Just pretend we already have some prime numbers calculated in a variable *primes*, and you need to find a prime number equal to or grater than n (for simplicity, we assume n is an odd number).

(define (next-prime n)
  (let loop ([ps *primes*])
    (let1 p (car ps)
      (cond [(> (* p p) n) n]
            [(zero? (modulo n p)) (next-prime (+ n 2))]
            [else (loop (cdr ps))]))))

This procedure loops over the list of prime numbers, and if no prime number p less than or equal to (sqrt n) divides n, we can say n is prime. (Actual test is done by (> (* p p) n) instead of (> p (sqrt n)), for the former is faster.) If we find some p divides n, we try a new value (+ n 2) with next-prime.

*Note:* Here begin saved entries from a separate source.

PR #1687, opened 2019-04-27
Fix implicit conversion from array to string

thibaultmeyer:
According to other object implementing `BindCaptureEntry`. Don't use a simple `String.valueOf()` for one-dimension array. When converting an array to a readable string, use Arrays.toString for one-dimensional arrays. This function iterate over the contents of the array and produce human-readable output.


rbygrave:
Cool - thanks !!

PR #1688, opened 2019-04-28
Remove useless comparison test

thibaultmeyer:
The result of certain comparison tests can sometimes be inferred from their context and the results of other comparisons. Inspect the code to check whether the logic is correct, and consider simplifying the logical expression.


rbygrave:
Good stuff, thanks !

Using next-prime, we can make a generator that keeps generating prime numbers. The following procedure returns a generator that returns primes above last.

(define (gen-primes-above last)
  (^[] (set! last (next-prime (+ last 2))) last))

Using generator->lseq, we can turn the generator returned by gen-primes-above into a lazy list, which can be used as the value of *prime*. The only caveat is that we need to have some pre-calculated prime numbers:

(define *primes* (generator->lseq 2 3 5 (gen-primes-above 5)))

Be careful not to evaluate *primes* directly on REPL, since it contains an infinite list and it’ll blow up your REPL. You can look at the first 20 prime numbers instead:

(take *primes* 20)
 ⇒ (2 3 5 7 11 13 17 19 23 29 31 37 41 43 47 53 59 61 67 71)

Or find what the 10000-th prime number is:

(~ *primes* 10000)
 ⇒ 104743

Or count how many prime numbers there are below 1000000:

(any (^[p i] (and (>= p 1000000) i)) *primes* (lrange 0))
 ⇒ 78498

Note: If you’re familiar with the lazy functional approach, this example may look strange. Why do we use side-effecting generators while we can define a sequence of prime numbers in pure functional way, as follows?

(use gauche.lazy)

(define (prime? n)
  (not (any (^p (zero? (mod n p)))
            (ltake-while (^k (<= (* k k) n)) *primes*))))

(define (primes-from k)
  (if (prime? k)
    (lcons k (primes-from (+ k 2)))
    (primes-from (+ k 2))))

(define *primes* (llist* 2 3 5 (primes-from 7)))

(The module gauche.lazy provides ltake-while, which is a lazy version of take-while. We don’t need lazy version of any, since it immediately stops when the predicate returns a true value.)

The use of lcons and co-recursion in primes-from is a typical idiom in functional programming. It’s perfectly ok to do so in Gauche; except that the generator version is much faster (when you take first 5000 primes, generator version ran 17 times faster than co-recursion version on the author’s machine).

It doesn’t mean you should avoid co-recursive code; if an algorithm can be expressed nicely in co-recursion, it’s perfectly ok. However, watch out the subtle semantic difference from lazy functional languages—straightforward porting may or may not work.